**Try it:**
Retype, word for word, each line between the lines holding "PR #886, opened 2022-05-04" and "Revert #886 and", inclusive, and leave the rest of the data alone.

**Data excerpts:**
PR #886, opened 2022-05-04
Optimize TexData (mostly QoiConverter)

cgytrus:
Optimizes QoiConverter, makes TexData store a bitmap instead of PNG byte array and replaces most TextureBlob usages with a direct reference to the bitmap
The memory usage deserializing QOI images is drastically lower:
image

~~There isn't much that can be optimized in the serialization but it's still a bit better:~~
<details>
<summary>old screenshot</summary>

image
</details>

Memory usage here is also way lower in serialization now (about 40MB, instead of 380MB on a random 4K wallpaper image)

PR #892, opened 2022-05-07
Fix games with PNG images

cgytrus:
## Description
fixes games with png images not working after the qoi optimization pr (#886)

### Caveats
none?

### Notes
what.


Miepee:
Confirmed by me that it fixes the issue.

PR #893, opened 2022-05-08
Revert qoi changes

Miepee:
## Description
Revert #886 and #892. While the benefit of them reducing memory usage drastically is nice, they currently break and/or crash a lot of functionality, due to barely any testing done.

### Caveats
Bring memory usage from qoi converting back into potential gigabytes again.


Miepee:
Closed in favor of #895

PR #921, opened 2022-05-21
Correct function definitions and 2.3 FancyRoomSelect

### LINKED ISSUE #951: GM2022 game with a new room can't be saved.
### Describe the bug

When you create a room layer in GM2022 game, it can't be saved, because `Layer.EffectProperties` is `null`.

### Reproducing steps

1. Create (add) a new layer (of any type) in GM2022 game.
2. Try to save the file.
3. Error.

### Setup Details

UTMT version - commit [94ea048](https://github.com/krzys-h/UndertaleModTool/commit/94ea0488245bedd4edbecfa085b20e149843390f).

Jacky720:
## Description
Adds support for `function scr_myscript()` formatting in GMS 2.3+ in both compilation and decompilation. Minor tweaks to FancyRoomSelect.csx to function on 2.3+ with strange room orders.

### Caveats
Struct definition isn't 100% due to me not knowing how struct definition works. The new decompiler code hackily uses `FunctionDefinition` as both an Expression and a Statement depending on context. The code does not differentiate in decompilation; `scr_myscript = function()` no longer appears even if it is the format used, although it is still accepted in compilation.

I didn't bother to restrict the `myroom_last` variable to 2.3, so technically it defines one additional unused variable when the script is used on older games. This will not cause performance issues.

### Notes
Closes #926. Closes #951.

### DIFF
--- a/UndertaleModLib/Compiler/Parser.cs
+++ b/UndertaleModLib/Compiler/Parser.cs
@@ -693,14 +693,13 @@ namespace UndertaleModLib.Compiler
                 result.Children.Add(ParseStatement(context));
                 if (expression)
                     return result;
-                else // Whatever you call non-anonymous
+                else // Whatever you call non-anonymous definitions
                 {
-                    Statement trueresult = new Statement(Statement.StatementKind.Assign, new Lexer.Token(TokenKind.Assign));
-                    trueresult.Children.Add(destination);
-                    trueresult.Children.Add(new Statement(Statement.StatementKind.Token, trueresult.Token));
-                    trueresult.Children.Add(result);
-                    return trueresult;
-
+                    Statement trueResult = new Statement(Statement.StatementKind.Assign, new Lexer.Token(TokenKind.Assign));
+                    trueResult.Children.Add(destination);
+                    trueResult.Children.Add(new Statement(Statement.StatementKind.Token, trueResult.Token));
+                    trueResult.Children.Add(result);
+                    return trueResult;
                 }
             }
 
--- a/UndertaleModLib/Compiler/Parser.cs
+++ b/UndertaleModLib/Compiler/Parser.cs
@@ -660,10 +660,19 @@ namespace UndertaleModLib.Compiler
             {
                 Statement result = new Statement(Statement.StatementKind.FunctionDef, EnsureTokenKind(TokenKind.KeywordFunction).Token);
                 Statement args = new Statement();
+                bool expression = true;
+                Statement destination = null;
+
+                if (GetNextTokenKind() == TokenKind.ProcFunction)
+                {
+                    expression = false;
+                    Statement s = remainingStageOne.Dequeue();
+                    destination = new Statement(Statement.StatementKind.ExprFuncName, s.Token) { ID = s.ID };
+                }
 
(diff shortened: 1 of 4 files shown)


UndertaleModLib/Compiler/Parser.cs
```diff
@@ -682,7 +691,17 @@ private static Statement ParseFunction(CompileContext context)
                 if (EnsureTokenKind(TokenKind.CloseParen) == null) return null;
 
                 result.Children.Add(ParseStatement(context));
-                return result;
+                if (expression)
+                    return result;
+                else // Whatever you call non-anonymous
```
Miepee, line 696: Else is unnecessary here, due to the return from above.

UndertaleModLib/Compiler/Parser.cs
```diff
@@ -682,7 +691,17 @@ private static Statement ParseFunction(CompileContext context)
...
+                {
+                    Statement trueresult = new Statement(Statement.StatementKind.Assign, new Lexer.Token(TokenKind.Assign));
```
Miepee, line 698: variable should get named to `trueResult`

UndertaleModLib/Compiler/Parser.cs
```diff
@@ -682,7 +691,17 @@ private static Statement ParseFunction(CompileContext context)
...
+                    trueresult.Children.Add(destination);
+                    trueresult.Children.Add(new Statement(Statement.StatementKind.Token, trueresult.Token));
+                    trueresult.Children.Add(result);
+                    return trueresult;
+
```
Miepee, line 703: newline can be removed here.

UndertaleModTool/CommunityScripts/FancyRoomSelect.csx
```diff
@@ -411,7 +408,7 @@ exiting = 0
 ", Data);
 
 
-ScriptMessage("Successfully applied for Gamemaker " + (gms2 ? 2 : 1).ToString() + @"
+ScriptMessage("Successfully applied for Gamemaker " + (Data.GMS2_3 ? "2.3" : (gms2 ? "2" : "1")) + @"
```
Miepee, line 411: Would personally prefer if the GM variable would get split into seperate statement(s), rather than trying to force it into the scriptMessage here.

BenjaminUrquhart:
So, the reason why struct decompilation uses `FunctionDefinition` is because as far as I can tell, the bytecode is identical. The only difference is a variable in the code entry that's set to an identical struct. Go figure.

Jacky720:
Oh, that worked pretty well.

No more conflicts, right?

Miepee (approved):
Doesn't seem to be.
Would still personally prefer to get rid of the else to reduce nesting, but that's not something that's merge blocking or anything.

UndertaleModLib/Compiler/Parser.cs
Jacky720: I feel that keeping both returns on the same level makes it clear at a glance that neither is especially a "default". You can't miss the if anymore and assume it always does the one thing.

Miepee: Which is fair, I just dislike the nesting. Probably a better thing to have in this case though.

--

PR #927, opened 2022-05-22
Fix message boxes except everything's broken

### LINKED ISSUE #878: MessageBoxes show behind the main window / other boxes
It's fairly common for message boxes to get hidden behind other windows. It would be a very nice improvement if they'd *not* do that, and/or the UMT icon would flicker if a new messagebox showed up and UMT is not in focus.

**Reply to the exercise:**
PR #886, opened 2022-05-04
Optimize TexData (mostly QoiConverter)

cgytrus:
Optimizes QoiConverter, makes TexData store a bitmap instead of PNG byte array and replaces most TextureBlob usages with a direct reference to the bitmap
The memory usage deserializing QOI images is drastically lower:
image

~~There isn't much that can be optimized in the serialization but it's still a bit better:~~
<details>
<summary>old screenshot</summary>

image
</details>

Memory usage here is also way lower in serialization now (about 40MB, instead of 380MB on a random 4K wallpaper image)

PR #892, opened 2022-05-07
Fix games with PNG images

cgytrus:
## Description
fixes games with png images not working after the qoi optimization pr (#886)

### Caveats
none?

### Notes
what.


Miepee:
Confirmed by me that it fixes the issue.

PR #893, opened 2022-05-08
Revert qoi changes

Miepee:
## Description
Revert #886 and #892. While the benefit of them reducing memory usage drastically is nice, they currently break and/or crash a lot of functionality, due to barely any testing done.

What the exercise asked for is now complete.